3. The supply of thorium

a. Thorium has always been available as a byproduct of the mining of uranium and of the rare earths, but it has traditionally been considered either a liability or a low value material,

b. Thorium reports and commentaries without fail or exception state that thorium is more common than uranium, but usually fail to emphasize that this is a statement of the relative abundances of both in the earth’s crust. It is in no way a statement of the relative distribution of thorium versus that of uranium in known minable deposits as discussed above and below,

c. There is actually no way to verify the thorium reserves that are contained in the world’s existing rare earth mines, because to the best of our knowledge such measurements have simply not been made, and, if they have, have certainly not been made public by the world’s largest and most actively mined rare earth deposits in the Bayanobo region of Inner Mongolia in the PRC. There are today no significant rare earth mining operations anywhere outside of the Bayanobo region. The largest previous single source mine for rare earths in Mountain Pass, California, stated to a magazine writer last month that it had no thorium production associated with its hoped for reopening of operations. The two large Australian rare earth startups, Lynas and Arafura, also do not comment on any planned thorium production, and, in any case, are both in turmoil due to the current economic crisis. Lynas has suspended operations and Arafura is not only not operating but is also in the process of selling a large stake to a Chinese operator. It is not commonly known whether India, which always claims to have significantly more thorium than uranium, in fact produces any thorium from its deposits of monazite “sands” which do contain low levels of “disseminated”  thorium but are principally an ore of the rare earths of which India has very limited production. Finally Russia produces some rare earths and thus could produce some limited amount of thorium but it is not known if it does.

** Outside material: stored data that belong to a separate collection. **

PR #7450, opened 2025-01-29
Webpack5 comments

zoran995:
### What this PR does

- Updates the versions of webpack plugins and cleanup no longer used ones.
- Resolves the Ion default token message issue. Depends on https://github.com/TerriaJS/cesium/pull/88 being merge and release first

### Test me

Locally: 
- sync terriamap-terriajs dependencies 
- install dependencies
- run the project
- check that everything works the same (type checking is still working, assimpjs works correctly (copy-plugin-webpack))

### Checklist


package.json
```diff
@@ -93,11 +88,10 @@
     "classnames": "^2.3.1",
     "clipboard": "^2.0.8",
     "commander": "^12.1.0 ",
-    "copy-webpack-plugin": "^6.4.0",
+    "copy-webpack-plugin": "^12.0.2",
```
pjonsson, line 91: Seems you've updated most comments for package.json, could you remove `@types/webpack` as well so that isn't forgotten?

lib/ReactViews/ExplorerWindow/Tabs/MyDataTab/my-data-tab.scss
```diff
@@ -136,9 +136,6 @@
 
 .btn--back-to-my-data {
   composes: btn from "../../../../Sass/common/_buttons.scss";
-  // TODO: fix?
-  // composes: btn-small from "../../../../Sass/common/_buttons.scss";
-  // composes: btn--left from "../../../../Sass/common/_buttons.scss";
```
zoran995, line 141: `btn--left` was an icon definition so it is safe to remove
`btn-small` wouldn't make any point here as we have all its styles defined/overriden here or in styled-component

lib/Sass/common/_buttons.scss
```diff
@@ -36,15 +36,6 @@ $btn-setting-size: 35px;
   margin: 0;
 }
 
-// TODO: fix?
-// .btn-small {
```
zoran995, line 40: This is not used anywhere anymore

package.json
```diff
@@ -1,12 +1,11 @@
 {
   "name": "terriajs",
-  "version": "8.7.10",
+  "version": "8.7.11",
   "description": "Geospatial data visualization platform.",
   "license": "Apache-2.0",
   "engines": {
     "node": ">= 16.0.0"
   },
-  "sideEffects": false,
```
pjonsson, line 9: This is apparently important for tree shaking. There is a granular version of sideEffects where you provide paths, and I think that would make sense since there are so few imports with side effects in the tree currently. Long-term, I'm guessing you want to get rid of side effecting imports.

pjonsson:
Your change to that other package looks straightforward and should be a matter of just merging, and then getting this moving. Do you know what is blocking the progress with getting this merged?

The diff view is no longer useful for reviewing after merging main, but besides me wishing for not completely eliminating the sideEffects directive I think what was here before merging main into the PR looked good.

package.json
zoran995: It is not always easy to properly setup the list of files, and I don't want to block the webpack upgrade with that

pjonsson: True, it's already been sitting for 2 months, would be nice to get these big PRs into main.

lib/ReactViews/Notification/NotificationWindow.jsx
```diff
@@ -65,14 +65,11 @@ const NotificationWindow = createReactClass({
...
       width: defined(this.props.width) ? this.props.width : "500px"
     };
-    const isStory = type === "story";
 
     return (
       <div className={classNames(Styles.wrapper, `${type}`)}>
         <div
           className={Styles.notification}
-          /* eslint-disable-next-line react/no-unknown-property */
-          isStory={isStory}
```
pjonsson, line 75: Does the comparison on line 78 work if you just remove this?

zoran995: thanks for catching this I restored the eslint-disable comments for those issues and will look in them more when this is merged into webpack5 PR

zoran995:
@na9da I had to restore `worker-loader` as webpack native web worker support tends to get pretty complex, I will keep looking for a fix but it might be good to keep worker-loader and handle that as a follow-up
p. S. Important note: webpack worker support behaves differently in development and production builds. That's why it works on CI but fails locally. I have run into this issue in the past but still don't have a solution that always works

lib/ReactViews/Custom/Chart/ChartPanelDownloadButton.tsx
```diff
@@ -69,9 +69,11 @@ async function download(items: TableMixin.Instance[]) {
   const synthesized = synthesizeNameAndValueArrays(items);
 
   // Could implement this using TaskProcessor, but requires webpack magic.
-  const worker = new Worker(
-    new URL("./downloadHrefWorker.js", import.meta.url)
-  );
+  const worker = await import(
+    //@ts-expect-error: aaa
```
pjonsson: I assume you know the reason you had to put this ts-expect-error in, put that instead of "aaa".

And style wise, no other ts-expect-error in terriajs has a colon after it, and most of them have a space between the `//` and `@ts-expect-error`.

pjonsson:
> p. S. Important note: it behaves differently in development and production builds with native support. That's why it works on CI but fails locally.

I don't know what part of the code this concerns, but it seems worth to put a comment in the code at that place so it doesn't get missed/lost the next time that thing is upgraded.

package.json
na9da: Yeah, we should remove this setting. I was mostly testing to see if it broke anything - it doesn't seem to. I think we can revisit this later.

zoran995:
I have cherry-picked and merged all changes from here into #7351, so it is easier and faster to review
Closing this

d. Uranium miners even in Canada have not announced any plans to produce thorium nor do any of them show thorium quantity produced in their accounts.  The same is true for Australian producers and Kazakh thorium statistics do not exist.

e. The very best opportunity today to produce thorium in quantity from a high grade deposit would be in the United States in the Lemhi Pass region of Idaho and Montana. The claims in that region are owned today by Thorium Energy, inc., a privately held company, which purchased and extended the claims staked beginning fifty years ago by a group of utilities and engineering companies starting with Idaho Power. Those companies were looking for uranium ( and thorium ) for the purpose of becoming self sufficient and vertically integrated  as nuclear power producers. But they were premature. The age of thorium was not yet ready to be born. Idaho Power and its successors noted also that the claims were rich in rare earths, but just as with thorium the birth of the age of those technology metals was still in the future.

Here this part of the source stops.